PR #1335, opened 2021-03-31
ci: log app run if job failed or cancelled

junr03:


goaway (approved):

junr03:
@goaway FYI it seems that the assert we were discussing _is_ sometimes (hit on CI)[https://github.com/envoyproxy/envoy-mobile/pull/1335/checks?check_run_id=2240562793#step:10:89]. I have noticed the CI jobs flake sometimes. 

Interestingly internal reporting has **never** seen this crash out on the wild in real clients.

PR #2728, opened 2026-09-15
feat(sshpool): SSH connection layer, host-key pinning, and credential endpoints

### LINKED ISSUE #2722: feat(sshpool): SSH connection layer, host-key pinning, and credential endpoints

nitrobass24:
## Description

First slice of the remote filesystem backend (`docs/remote-backend-design.md`, rollout step 3): the SSH connection layer and the API that lets a user store SSH credentials on an instance, see the host-key fingerprint and the probed capability tier, confirm the pin, and replace it after a mismatch. No filesystem operation runs over SSH yet; `fsops.Pool` still returns `ErrRemoteBackendNotImplemented` for remote mode. The frontend and the SFTP backend follow in their own PRs.

**`internal/sshpool`** (new). One-shot dials with the stored key. The host-key callback has three outcomes: first contact returns the presented key, a matching pin proceeds, a different key is a typed `MismatchError` carrying both keys. A pin that fails to decrypt is never treated as first contact. The pinned key's algorithms go first in `HostKeyAlgorithms` and the rest stay allowed, so a key-type change reports as a mismatch instead of a failed negotiation. A read-only probe records the sftp extensions (`statvfs`, `hardlink`, `limits`), whether exec is allowed, and whether the userland is GNU. One 15 s socket deadline bounds the connect, the handshake and the probe together, so a host that answers and then stalls fails the request instead of holding it; probe output is capped at 8 KiB; a probe the connection does not survive, whether the request was cancelled or the deadline fired, is an error and never a partial capability report; a cancelled request closes the connection. Adds `github.com/pkg/sftp`.

**`internal/models`.** `ReplaceHostKeyPin`, the named operation for the confirmed-mismatch path, sharing the compare-and-set write with `SetHostKeyPin`. `SetSSHCredentials` validation errors now carry `ErrInvalidSSHCredentials` so the handler can tell a bad submission from a cipher or database failure.

**API**, all on an existing instance:

| Route | Behaviour |
|---|---|
| `PUT /api/instances/{id}/ssh-credentials` | store host, port, username, private key; 204. A host or port change drops the pin |
| `DELETE /api/instances/{id}/ssh-credentials` | clear credentials, keep the pin; 204 |
| `POST /api/instances/{id}/ssh-test` | dial with stored credentials; 200 with `status` `unpinned`, `pinned`, `mismatch`, `pin_unreadable` or `error`, the presented key, fingerprint, key type, both fingerprints on a mismatch, and capabilities when the key is trusted or unpinned |
| `POST /api/instances/{id}/ssh-host-key` | re-dial, require the host to present exactly the echoed key, pin it; 409 when already pinned |
| `POST /api/instances/{id}/ssh-host-key/replace` | the same over an existing pin; 409 when unpinned |

Confirmation is stateless: the client echoes the key `ssh-test` showed and the server re-dials to check the host still presents it. `InstanceResponse` gains `sshHost`, `sshPort`, `sshUsername`, `sshHostKeyPinned` and `filesystemMode`; the key never leaves the server. OpenAPI covers all of it.

All three dialing routes tell an unreachable host from a stored key qui cannot read: the first carries the transport's own text (`ssh-test` in its `error` field, the pin routes as a 502 with a fixed message), the second is logged and answered with a fixed message (`ssh-test` as `error`, the pin routes as 500).

`pin_unreadable` is reported with the presented key and no probe, so a corrupt pin has a way out through the replace route rather than a bare error. When the host is also unreachable the status still wins, without a key. Missing credentials answer 400 first.

Tests run against an in-process SSH server (`internal/testutil/sshtest`) with the pkg/sftp server as the subsystem and a fake exec handler in GNU, BSD, sftp-only and hanging modes. They cover first contact, pinning, mismatch with no session opened, key-type change, tampered pin, both 409 directions, confirm against the wrong key, cancellation during a hung handshake and a hung command, and the deadline on both.

Documentation: none under `documentation/docs/` in this PR. The feature is not reachable from the UI until the frontend PR, which will carry the user docs. `docs/remote-backend-design.md` is updated where the code settled a detail.

Closes #2722

## How has this been tested?

Against a commercial shared seedbox (the same host as the design doc's Field Validation section), with this branch running in the test qui container and a dedicated passphrase-less ed25519 key authorized there. Host, user and key are not shown; the key never appeared in any response.

```
PUT  /api/instances/3/ssh-credentials            -> 204
POST /api/instances/3/ssh-test                   -> 200
  status=unpinned  keyType=ecdsa-sha2-nistp256
  fingerprint=SHA256:wkYs6InaRJ//aGk6UBdColVkLTWd2aClFNg36eP4Aq0
  capabilities: sftp statvfs hardlink limits exec gnuUserland  (all true)
ssh-keyscan -t ecdsa <host> | ssh-keygen -lf -   -> SHA256:wkYs6InaRJ//aGk6UBdColVkLTWd2aClFNg36eP4Aq0  (matches)
POST /api/instances/3/ssh-host-key {hostKey}     -> 204
POST /api/instances/3/ssh-host-key {hostKey}     -> 409 "ssh host key is already pinned"
POST /api/instances/3/ssh-test                   -> 200  status=pinned, same fingerprint and capabilities
GET  /api/instances                               -> instance 3: sshHostKeyPinned=true filesystemMode=remote, no key material
```

With the same key re-authorized under the recommended `command="internal-sftp",restrict` template:

```
POST /api/instances/3/ssh-test                   -> 200  status=pinned, same fingerprint
  capabilities: sftp statvfs hardlink limits  (true)   exec gnuUserland  (false)
```

So a real OpenSSH forced command reads as the SFTP-only tier, and the pin is unaffected by the key's restrictions.

Credential lifecycle, same host:

```
DELETE /api/instances/3/ssh-credentials          -> 204   GET: sshHostKeyPinned=true filesystemMode=none
POST   /api/instances/3/ssh-test                 -> 400 "SSH credentials are not configured for this instance"
PUT    /api/instances/3/ssh-credentials          -> 204   GET: sshHostKeyPinned=true filesystemMode=remote
POST   /api/instances/3/ssh-test                 -> 200   status=pinned, same fingerprint, no re-confirmation
```

Two things the live host showed that the in-process server cannot: `limits@openssh.com` is advertised (this box is past OpenSSH 8.6 now), and first contact negotiated the host's ECDSA key rather than its ed25519 one, so that is what got pinned; later connects put ECDSA first and report `pinned`, as designed. Mismatch, unreadable pin, and the sftp-only tier are covered by the in-process tests.

## Performance

No hot path is touched. The five endpoints are user-initiated, each dials once and closes, and `fsops.Pool` still routes remote mode to an error. The only change on an existing path is five field copies in the instance list response, which is cheaper than the client health lookup already on that path. No measurement needed.

## Checklist

- [x] If this changes the database schema, I have added migrations for both SQLite and PostgreSQL (no schema change)

## AI disclosure

Written with Claude Code (Claude Fable 5.1). Nearly all of the code was AI-written from a spec grilled and approved by hand, then passed through an adversarial review workflow and four rounds of two-axis review, with each fix approved by hand.

## Summary by CodeRabbit

- **New Features**
  - Added SSH-based remote filesystem support for instances.
  - Added controls to save or remove SSH credentials.
  - Added SSH connectivity testing with host-key details, fingerprints, filesystem capabilities, and distinct error statuses.
  - Added host-key confirmation and replacement workflows.
  - Instance responses now show SSH connection metadata, pin status, and filesystem access mode.
  - Added handling for unreadable pins and changed SSH endpoints.
- **Documentation**
  - Updated API and architecture documentation for SSH endpoints, validation, capabilities, and host-key behavior.


nitrobass24:
Field tested on my live instance.

s0up4200 (changes requested):

## Standards

I found no hard breach of a documented standard. These are judgement calls:

1. `docs/architecture.md`: the module map does not name the new `internal/sshpool` package. One line that names the dialer closes the gap.
2. `internal/web/swagger/openapi.yaml:6928`: one em dash in the `hostKey` description. The file on `develop` has none.
3. `internal/sshpool/sshpool_test.go:294-297`: two comment paragraphs sit over one test, and the second one replaces the first. Drop the first.
4. `internal/api/handlers/instances.go:271-276`, `327-332`, `374-379`: the same five SSH fields appear in all three response builders. The file already does this for `SortOrder` and `IsActive`, so I ask for no change here.
5. `internal/api/handlers/instances_ssh.go:167` and `internal/models/instance_ssh.go:206`: the `replace bool` flag goes through two layers, and each layer switches on it. Two states read fine. A third state turns this into a repeated switch.
6. `internal/api/handlers/instances_ssh.go:79`: the 400 body reads "invalid ssh credentials: ssh port 70000 out of range". The sentinel is right, but the prefix is noise for the client.
7. `internal/api/handlers/instances_ssh.go:211`: the confirm route returns the raw error text in a 502 body. A cipher fault from `GetDecryptedSSHKey` shows "read ssh key: … message authentication failed", which the credentials route hides on purpose (`TestUpdateCredentialsReportsStoreFailureAsServerError`).
8. `TestReplaceHostKeyPinRefusesAnUnconfirmedEndpoint`: the fixture host is `stale.example.com`. The rule asks for `example.invalid` or a `.test` name. The test never dials it.

## Spec

No requirement from #2722 is missing. Every test case in the issue has a test in the diff. Three places look wrong:

1. `internal/sshpool/sshpool.go:161` with `internal/sshpool/probe.go:26-60`: a cancelled probe returns no error and a partly filled capability set. `TestCancellationUnblocksProbe` asserts `Exec:false` on a host that allows exec. This does no harm while the handler discards the response. It misleads as soon as something caches the tier.
2. `internal/sshpool/sshpool.go:145-151`: with an unreadable pin, any failure before the handshake other than `ErrSSHKeyNotConfigured` reports `pin_unreadable`. A stored private key that does not parse (`internal/sshpool/sshpool.go:225-228`) lands there too. The spec gives that precedence to an unreachable host only.
3. `internal/api/handlers/instances_ssh.go:211`: every confirm error that is not a mismatch becomes a 502, and the OpenAPI text says 502 means "The host could not be reached". A malformed stored key or a cancelled request also gets 502.

Standards: 8 judgement calls, worst is the cipher fault text in the 502 body. Spec: 0 missing, 3 look wrong, worst is the cancelled probe that returns partial capabilities as success.

nitrobass24:
Thanks, all addressed in 33e4cc35, 97238094 and 871fedc2.

**Standards**
1. `docs/architecture.md` names `internal/sshpool`.
2. Em dash removed from the OpenAPI `hostKey` description.
3. First comment paragraph over `TestCancellationUnblocksProbe` dropped.
4, 5. Left as you asked.
6. The credentials 400 body no longer carries the sentinel prefix.
7. Confirm and replace no longer echo error text. A new `sshpool.ErrConnect` wraps dial and handshake failures; it answers 502 with a fixed message. A stored key that will not decrypt or parse is logged and answered 500 with a fixed message, matching the credentials route. A cancelled request gets no response. OpenAPI 502 and 500 text updated on both routes.
8. Fixture host is `stale.example.invalid`.

**Spec**
1. A probe the connection does not survive is now an error, not a partial report. The probe ends with one liveness request, since a refused sub-probe and a dead socket fail the same way; `Test` returns the caller's context error when that is the cause. Covers both cancellation and the socket deadline. `TestCancellationUnblocksProbe` and `TestTimeoutBoundsProbe` assert a nil report.
2. `pin_unreadable` without a key is reported only for `ErrConnect`. A stored key that will not parse is reported as itself; `TestUnparseableKeyOutranksUnreadablePin`.
3. Same fix as Standards 7.

**One extra.** `ssh-test` had the same leak in its 200 `error` field, so it now follows the same split: transport text for `ErrConnect`, a fixed message otherwise. `TestConfirmHidesStoredKeyFault` covers both routes.

**Looked at and left as is**, so they do not read as oversights: the same five SSH fields in the three response builders and the two-layer `replace` flag (your 4 and 5); the four-arm error switch that `ssh-test` and the pin routes share in shape but not in responses; `SSHHostKeyEncrypted != ""` at five sites rather than an `Instance` method; the `TrimPrefix` on the credentials error rather than a typed error; a handshake that fails before the host-key exchange counting as unreachable for the unreadable-pin precedence; `ssh-rsa` SHA-1 absent from the algorithm list for non-RSA pins. Each is a few lines to change and I will take any of them if you want it in this PR; otherwise the walk-filter and pool changes in the next slice are where the shared shapes get a third caller.

s0up4200 (approved):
━━━━━━━━━━
» PROBLEM TO WORK ON: From the records above, repeat exactly the lines from the one with "never dials it." through the one with "2. Em dash removed", both included.

» ANSWER SECTION:
8. `TestReplaceHostKeyPinRefusesAnUnconfirmedEndpoint`: the fixture host is `stale.example.com`. The rule asks for `example.invalid` or a `.test` name. The test never dials it.

## Spec

No requirement from #2722 is missing. Every test case in the issue has a test in the diff. Three places look wrong:

1. `internal/sshpool/sshpool.go:161` with `internal/sshpool/probe.go:26-60`: a cancelled probe returns no error and a partly filled capability set. `TestCancellationUnblocksProbe` asserts `Exec:false` on a host that allows exec. This does no harm while the handler discards the response. It misleads as soon as something caches the tier.
2. `internal/sshpool/sshpool.go:145-151`: with an unreadable pin, any failure before the handshake other than `ErrSSHKeyNotConfigured` reports `pin_unreadable`. A stored private key that does not parse (`internal/sshpool/sshpool.go:225-228`) lands there too. The spec gives that precedence to an unreachable host only.
3. `internal/api/handlers/instances_ssh.go:211`: every confirm error that is not a mismatch becomes a 502, and the OpenAPI text says 502 means "The host could not be reached". A malformed stored key or a cancelled request also gets 502.

Standards: 8 judgement calls, worst is the cipher fault text in the 502 body. Spec: 0 missing, 3 look wrong, worst is the cancelled probe that returns partial capabilities as success.

nitrobass24:
Thanks, all addressed in 33e4cc35, 97238094 and 871fedc2.

**Standards**
1. `docs/architecture.md` names `internal/sshpool`.
2. Em dash removed from the OpenAPI `hostKey` description.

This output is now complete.